Man gets life without parole in 2012 murder

Prosecutor: Shooting had no apparent motive

tchitwood@ledger-enquirer.comApril 23, 2014 

Oscar Senior

A Columbus jury today found Oscar Senior guilty of murder in the April 13, 2012, fatal shooting of Charles Willis III, a case in which investigators could find no motive.

Superior Court Judge Maureen Gottfried sentenced Senior to life without parole on his murder charge with 20 years to serve concurrently for aggravated assault. He was sentenced to an additional five years for using a firearm to commit a crime.

Witnesses testified Willis, 31, was sitting in his car at Lawyers Lane and Seventh Street around 5 p.m. when he saw Senior walking by and called out to him. The encounter was not confrontational, they said, recalling that Willis shouted greetings such as “Hey, what’s up, Oscar?” and “Hey, it’s Charles.” Senior’s girlfriend, who witnessed the shooting, said Willis also added, “Oh, so that’s how it’s going to be with your homeboy Charles,” when Senior did not respond.

Three witnesses said Senior, who had been walking with his girlfriend and her small child, pulled a handgun from his pants and emptied it into the car, the fatal shot hitting Willis in the head. A passenger in the vehicle, Douglas Body, ducked out and took cover as Senior fled, police said.

Willis fell dead beside his car. Senior for nearly six months remained on the run from police, who finally arrested him off Pecan Street on Sept. 27, 2012.

In his closing argument this morning, Senior Assistant District Attorney Don Kelly told the jury he could not fathom a motive for the assault: “Why did Oscar Senior shot Charles Willis? I don’t know.”

Willis was unarmed and presented no danger, Kelly said: “There was no threat. There was no weapon. There was nothing…. There is no evidence of self-defense.”

Senior’s defense attorney was Vicki Novak of the public defender’s office, who argued witnesses said Senior had a revolver, and evidence showed it was either a .38-caliber or a .357 Magnum. A revolver that size would have held only five to six bullets, yet bullet holes at the crime scene indicated seven or eight shots were fired, Novak said.

“I do believe there’s evidence of another shooter,” she said, later adding, “All you have to do is count.”

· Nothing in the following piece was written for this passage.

PR #1099, opened 2026-07-03
refactor(rag): extract shared openRagStatusModal helper (#1067)

### LINKED ISSUE #1067: dry-violation: RagStatusModal construction duplicated between main.ts and rag-status-bar.ts
## What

Police said they never found the handgun used in the slaying.

Novak also argued Senior had reason to fear for his safety because two weeks earlier, someone had fired 13 shots at the home he shared with his girlfriend and child.

Kelly dismissed the idea of a “second shooter,” reminding jurors three witnesses, including Senior’s girlfriend, said they saw him shoot Willis. To argue otherwise is “pure speculation,” he said. “There’s no evidence to support it.”

Kelly noted also that for months after the shooting, Senior apparently was “living on the street” to avoid capture, which would not be the conduct of an innocent man or one whose actions were justified.